Ann McAllester was alcoholic and bipolar, and it appears that the diagnosis of the latter condition came too late to treat it and save her marriage, or her relationships with her children, who had enjoyed an idyllic childhood living with their near-bohemian parents in London and Edinburgh, with holidays on the west coast of Scotland at Port an Droighionn, first in a caravan, and then in a Norwegian-designed log house they built overlooking the bay.
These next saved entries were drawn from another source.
Issue #2446, opened 2026-09-10
test(daemon): split the two replay test files still over the size tripwire


thymikee:
Follow-up to #2353 (child 7 of #2409). Zero metric credit; maintainability only.

## Purpose

No daemon test file sits over the 1,000-line tripwire, so the size ratchet (`scripts/__tests__/test-file-size-ratchet.test.ts:27`; rule at `docs/agents/testing.md:180`) can only fail on growth in `src/daemon/**`, never on legacy size. PR #2417 split three files and left these two.

## Baseline

On `main` at `41e2633f10` (#2417 merged as `29a4a3c64d`):

- `src/daemon/replay/internal/__tests__/session-replay-divergence.test.ts`: 1,100 lines, 13 flat `test(...)` cases, no `describe`. 12 exercise `buildReplayFailureDivergence` (dedup, keyboard and status-bar chrome filtering, the #1264 overlay/occlusion cap, freshness-retry routing, clean-flags policy; lines 53–1057). The last covers `captureDivergenceObservation` retry deadlines (1058 to end). Mirrors `session-replay-divergence.ts` (657 lines).
- `src/daemon/replay/internal/__tests__/session-replay-runtime-maestro.test.ts`: 1,963 lines, 43 flat cases. Its header says it is the Maestro-heavy remainder of the old `session-replay-vars.test.ts`, kept apart from `session-replay-runtime.test.ts` only because that file needs a different `vi.mock` of `@agent-device/device-selection/dispatch-resolve`. Clusters: `runReplayCommand` and `.ad` dispatch with env overrides (164–433); Maestro `runScript`, http and json (434–670); `tapOn`, `assertVisible`, `assertNotVisible`, `extendedWaitUntil` targeting (670–1223); swipe and text entry (1223–1493); enter, animation, retry (1493–1627); `runFlow.when` nesting and variables (1627–1863); shell env and trace/artifact plumbing (1863–1963). Closest source: `session-replay-maestro-runtime.ts` (423 lines).
- The ratchet has no baseline file. The limit for an over-tripwire file is its line count at the merge-base with `origin/main`.
- 17 other test files over 1,000 lines exist outside `src/daemon/` (largest: `src/__tests__/remote-connection.test.ts` 2,413; `src/commands/interaction/runtime/settle.test.ts` 2,359). Not in scope here.

## Required work

[...]

PR #2455, opened 2026-09-10
test(daemon): split the two replay test files over the size tripwire

thymikee:
## Summary

Follow-up to #2353. No `*.test.ts` under `src/daemon/**` should sit over the 1,000-line tripwire, so the size ratchet can fail on new size, not only on growth (#2417 left these two). Split into sibling `<base>-<concern>.test.ts` files:

- `session-replay-divergence.test.ts` (1,100) -> suggestions, chrome-filter, overlay, capture-policy, observation — 13 cases.
- `session-replay-runtime-maestro.test.ts` (1,963) -> dispatch, run-script, targeting, swipe, keyboard, run-flow, shell-artifacts — 43 cases.

Divergence siblings mock inline (Vitest hoists a file's own `vi.mock` above its own imports, so the SUT loads under them), matching the existing `session-replay-divergence-android-occlusion.test.ts` sibling. The freshness-retry `sleep` stub is declared only in the two siblings that exercise a retry branch, so it stays local. Maestro keeps `session-replay-runtime-maestro.fixtures.ts` (24-line `resolveTargetDevice` + the `runReplayFixture` harness): Vitest allows one `vi.mock` per module per file, so the Maestro family cannot reuse `session-replay-runtime.test.ts`'s differently-resolved device, and copying that mock + harness per file is what #2446 asked to avoid. 17 files touched, test-only.

**Isolation tradeoff vs #2446.** #2446 asked for a shared divergence fixtures module so a mock can't leak into unrelated siblings. A file's own inline mock cannot leak at all, and the divergence shared setup was only the 6-line dispatch+interactor mock plus a `resetLegacySnapshotCapture` call that already exists — extracting a fixtures module there forced a frozen-object SUT hand-off and a load-bearing import-order invariant, costing more than the leak risk it prevented. Maestro genuinely needs fixtures for the reasons above, so the two families diverge on purpose.

## Validation

Tested at `ba061f5` (final revision).
- 56 test cases preserved (13 + 43) under `src/daemon/replay/internal/__tests__`; test titles and assertion multisets diffed identical vs `main`.
- `pnpm check:affected --run` green (vitest-related, layering, mutation-registry, size ratchet — largest new file 605 lines).
- `pnpm lint`, `pnpm typecheck` green.
- Test-only change: no runtime/coverage/device behavior touched, so provider/coverage lanes are unaffected.


thymikee:
No test-behavior findings at ba061f5: all 56 test bodies are preserved, and the split keeps retry mocks isolated. Please refresh the summary and validation revision: the final diff has 17 files and file-local divergence mocks, not the shared divergence fixtures currently described; explain that isolation tradeoff against #2446. Completed checks are green, with iOS still running.

thymikee:
Refreshed the summary/validation to the final revision (`ba061f5`, 17 files): divergence siblings now carry file-local mocks (Vitest hoists a file's own `vi.mock` above its imports) with the retry `sleep` stub confined to the two retry siblings, and only Maestro keeps a fixtures module. Added an **Isolation tradeoff vs #2446** paragraph: inline mocks can't leak, and divergence's shared setup was too small to justify the frozen-object hand-off + import-order invariant the fixtures module required — Maestro keeps fixtures only because the one-mock-per-module rule and shared harness size make them load-bearing.

PR #2456, opened 2026-09-10
refactor(cli-schema): derive the flag tail of usage synopses

### LINKED ISSUE #2444: refactor(cli-schema): derive the flag tail of usage synopses so an option addition never edits usageOverride
Wave 2 child of #2409. Named but not done in PR #2421.

## Purpose

An option added to a command whose synopsis is hand-written must be restated in that synopsis by hand. #2421 made the descriptor the single declaration of an option for cli-schema flags, the MCP schema and daemon flags; the `usageOverride` string is the last restatement left on the help surface.

## Baseline

On `main` at `41e2633f10`:

- `buildCommandUsage` returns `schema.usageOverride` verbatim when it is set (`src/cli-schema/usage.ts:19`). Otherwise it renders the positionals plus one `[label]` per key in `allowedFlags`, in that order, using the flag declaration's `usageLabel`.
- 39 command descriptors set `usageOverride` (`grep -rn "usageOverride:" src/commands`). 38 encode shapes the generator cannot express: alternation (`clipboard read | clipboard write <text>`), subcommand forms (`session list | session state-dir | …`), value enumerations (`orientation <portrait|…>`), multi-line families (`perf`, `metro`).
- `snapshot` is the one override whose content is flags-only (`src/commands/capture/snapshot.ts:54`). It differs from the generated line in two ways. The generator renders `--depth, -d <depth>` and `--scope, -s <scope>` (the declared `usageLabel`, `src/commands/cli-grammar/flag-definitions-workflow.ts:185`) where the override shows `-d <depth>` and `-s <scope>`. The generator appends `[--record]` because `record` is in `allowedFlags` (`snapshot.ts:56`), while no synopsis in `website/docs/docs/commands.md` shows `[--record]` today (0 occurrences).
- Replay of #1665 (`--actions` on `snapshot`): the change edited the override string and the docs line `website/docs/docs/commands.md:353`, which `src/__tests__/command-doc-coverage.test.ts:78` pins byte-for-byte against `buildCommandUsage('snapshot', …)`.
- Help tests are literal `assert.match` asserts, not golden files (`src/cli-schema/cli-help-command-usage.test.ts:270` and siblings). None pins the full `snapshot` line.

## Required work

1. Decide the two rendering rules on the flag declaration, not per command: (a) how a flag with a short alias renders in a synopsis (full `--depth, -d <depth>` as generated lines do today, or short-only as the `snapshot` override does), and (b) which cross-cutting flags stay out of synopses. Encode (b) as a field on the flag declaration (for example `usageHidden: true` on the `record` definition), never as an override.
2. Drop `usageOverride` from `snapshot`. Its `--help` line is generated; the docs line at `commands.md:353` moves to the generated form and the byte-for-byte doc test stays green.
3. Classify the remaining 38 overrides in the PR body: "positional grammar the generator cannot express, keep" or "flag tail derivable". Where an override is a hand-written positional part followed by flags, split it so only the positional part stays hand-written and the flag tail is generated from `allowedFlags`. Pure alternation and subcommand overrides stay as they are.
4. Guard: a test fails when a command has `usageOverride` set and a key in its `allowedFlags` that is neither marked hidden nor mentioned in the override. An override can no longer silently lag its flags.

- Re-doing #1665's `--actions` addition on the new shape edits no `usageOverride` string. The docs line still changes; that is the documented coverage rule, not a restatement.
- `agent-device snapshot --help` output is either byte-identical to today or changed exactly per rules 1(a) and 1(b), with the help tests updated in the same PR and the rule pinned by one test.
- Every remaining `usageOverride` mentions every non-hidden flag in its command's `allowedFlags` (the step-4 guard is green), or the command is listed in the PR as an intentional exception with the reason.

## Non-goals

- A usage grammar for alternation or subcommands; the non-derivable overrides stay hand-written.
- Changing option names or semantics. `listUsageOverride` is untouched.

## Dependencies

None. Builds on #2421 (`ad79461c72`).

thymikee:
## Summary

A `--help` synopsis restated the options its command already declared. #2421 made the flag declaration own the option; this removes the last copy.

A synopsis is now grammar plus a generated `[label]` tail, and the two rendering rules sit on the declaration: the tail names an option with its declared `usageLabel`, alias included — the token `Command flags:` already shows; and `usageHidden: true` keeps a cross-cutting opt-in out of every synopsis (`--record` today, still documented under `Command flags:`).

`usageFlags` is the one addition a command may state: the options its synopsis names, defaulting to `allowedFlags`, `[]` when the synopsis is pure grammar or writes its own mutually-exclusive brackets. So adding an option updates `--help` on its own unless that command said its synopsis stays short — the curation is now a declaration instead of an unstated property of a prose string.

```
$ agent-device snapshot --help
Usage:
  agent-device snapshot [--diff] [-i] [--depth, -d <depth>] [--scope, -s <scope>] [--raw] [--actions] [--force-full] [--timeout <ms>]
```

`snapshot` and `proxy` drop their `usageOverride`; five more drop only the flag brackets. `is` loses `[--record]`; the other 67 synopses are byte-identical, verified by generating all of them before and after. `commands.md` moves to the generated line and its byte-for-byte doc test stays green. 27 files. Closes #2444.

## Validation

`pnpm check:affected --run` green on `7240ef1db9` (format, lint, typecheck, layering, fallow, build, related Vitest, command-docs, agent-guidance); `check:fallow --base origin/main` clean. Replay, web-smoke and device lanes stay GitHub-authoritative: only synopsis strings changed.

Guards verified by planting: a forgotten `usageFlags: []` renders `[--settle] [--settle]` and fails; a tail naming an unaccepted option fails; an added option reaches `snapshot` and `prepare` with no override edit; a terse synopsis keeps it in `Command flags:` only.

### DIFF
--- a/CHANGELOG.md
+++ b/CHANGELOG.md
@@ -2,6 +2,12 @@
 
 ## Unreleased
 
+- Changed: a command whose synopsis is generated names each option with the label its declaration
+  carries, so `snapshot` now shows `--depth, -d <depth>` and `--scope, -s <scope>` where it used to
+  show the short aliases, and `--record` is documented under `Command flags:` instead of inside the
+  `snapshot` and `is` synopsis lines. `snapshot`, `proxy`, `daemon`, `device`, `doctor`, `prepare`
+  and `tv-remote` no longer restate their option list in a hand-written usage string, so adding an
+  option to those commands updates `--help` on its own (#2444).
 - Fixed: iOS `--depth` on `snapshot`, `is`, `wait`, `get`, and `find` no longer fails with
   `regular iOS snapshot presentation requires a valid viewport` when the runner plan is pinned or
   deferred to the private AX backend (custom actions, a private AX verdict on the session, or the
--- a/docs/agents/cli-flags.md
+++ b/docs/agents/cli-flags.md
@@ -40,6 +40,13 @@ steps 1-3, plus step 9.
 ## Where CLI help and schema live
 
 - Long help prose: `src/cli-schema/cli-help.ts`. Flag definitions: `src/commands/cli-grammar/`.
+- Synopsis: `src/cli-schema/usage.ts` generates the `[label]` flag tail from `allowedFlags`, so a
+  new option reaches `--help` without any synopsis edit. Declare `usageFlags` on the command only
+  when its synopsis names fewer options: `[]` for a synopsis that is pure grammar (or writes its own
+  mutually-exclusive brackets), otherwise the subset it names. `Command flags:` always lists
+  everything in `allowedFlags`. Keep a cross-cutting opt-in out of every synopsis with
+  `usageHidden: true` on its flag definition. `src/cli-schema/usage.test.ts` fails a tail that names
+  an option the command does not accept, or one the hand-written grammar already wrote.
 - Command-specific usage/flag metadata lives with the command family metadata that owns the command.
 - Parser/help *rendering* stays in `src/cli/parser/`; command schema metadata is derived from command
   metadata, family declarations, and the schema-only merge path in
--- a/src/cli-schema/cli-help-command-usage.test.ts
+++ b/src/cli-schema/cli-help-command-usage.test.ts
@@ -277,6 +277,13 @@ test('snapshot command usage documents diff alias', async () => {
   assert.match(help, /verify with diff snapshot -i or snapshot --diff/);
 });
 
+test('snapshot documents the synopsis-hidden record flag', async () => {
+  const help = await usageForCommand('snapshot');
+  if (help === null) throw new Error('Expected command help text');
+  assert.doesNotMatch(help, /agent-device snapshot \[[^\n]*--record/);
+  assert.match(help, /--record\s+Force-record this action/);
+});
+
 test('network command usage documents include flag', async () => {
   const help = await usageForCommand('network');
   if (help === null) throw new Error('Expected command help text');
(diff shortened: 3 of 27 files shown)


thymikee:
Rebased onto `main` (`805ffb4690`) and simplified the design in `7240ef1db9`. No review comments had landed, so this is self-inflicted.

The first shape added `deriveUsageFlagTail` and kept the 19 hand-written synopses that show only some options honest through a guard table listing ~90 flag keys per command. That table was itself a restatement of the option lists — the thing this change exists to delete — and it reconstructed per-command facts inside a test.

The new shape states them where the parser and help already read them: `usageFlags` (default `allowedFlags`) is the option set a synopsis names, so the tail is always generated and the ~23 commands that keep a terse synopsis say `usageFlags: []` at their own descriptor. Removed: `deriveUsageFlagTail`, the waiver table, and the prose-matching that had to guess whether a synopsis "mentioned" a flag. Two guards remain, both structural: a tail may not name an option outside `allowedFlags`, and a generated tail may not repeat a bracket the grammar already wrote. Diff is 224 added lines against 492.

Behaviour is unchanged from the previous head: all 69 synopses regenerate byte-identically, still only `snapshot` and `is` moving.

thymikee:
No code findings at 7240ef1. The shared renderer derives the flag tail, keeps intentional short forms explicit, and preserves the documented help output apart from the declared alias and record changes. Current checks are green; package growth is 100 B.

The first cracks in the façade of family happiness appeared when he rebelled at his ambiguously religious mother's attempts to send him to a Catholic boarding school. (His mutiny took him to live and work in America, and finally to report from some of this century's most dangerous places.) Though he never really had a faith to lose, there were times during and after his mother's final illness when he derived some comfort simply from being in the beautiful, socially smart Jesuit Church at Farm Street, Mayfair. But he recognized he was there, trying "to bluff my way past my own dogged atheism," not just to conjure up happier memories of his mother, but also to try to influence the God whom he didn't believe in to help his wife conceive by IVF the child they longed for. Though he sometimes appealed to an image of the Virgin, Our Lady of Lourdes, at the Farm Street Church of the Immaculate Conception, what he really sought was the intercession of St Elizabeth David.
Even as a child McAllester was most in touch with his mother when they were cooking together. His grief took the strange form of trying to learn to cook as well as his mother did. On the first anniversary of her death and cremation, "I had no grave to visit so in the afternoon I went to the Waitrose on Finchley Road." But the chief thing was to get over the open-cookbook hurdle: "My form of cooking and shopping was inseparable from words on the page." Eventually McAllester does learn to internalize recipes, and approach cooking analytically - and learns from his aunts that, whatever his mother preached, she always kept the book open while cooking. By three years after Ann's death, his own "goal to memorize one hundred Elizabeth David recipes had faded away." He continues to idolize Mrs David (a bit deceived by his research in an unreliable biography of her, which he read in addition to Artemis Cooper's excellent one), and though unaware of the hard-drinking, difficult woman she became in her own old age, "I let her go. And with her, I had begun to let my mother go." Therapy complete, the patient is cured, as recounted in an elegantly written memoir. More books in this genre are already scheduled for publication; I don't expect to read another as compelling as this one.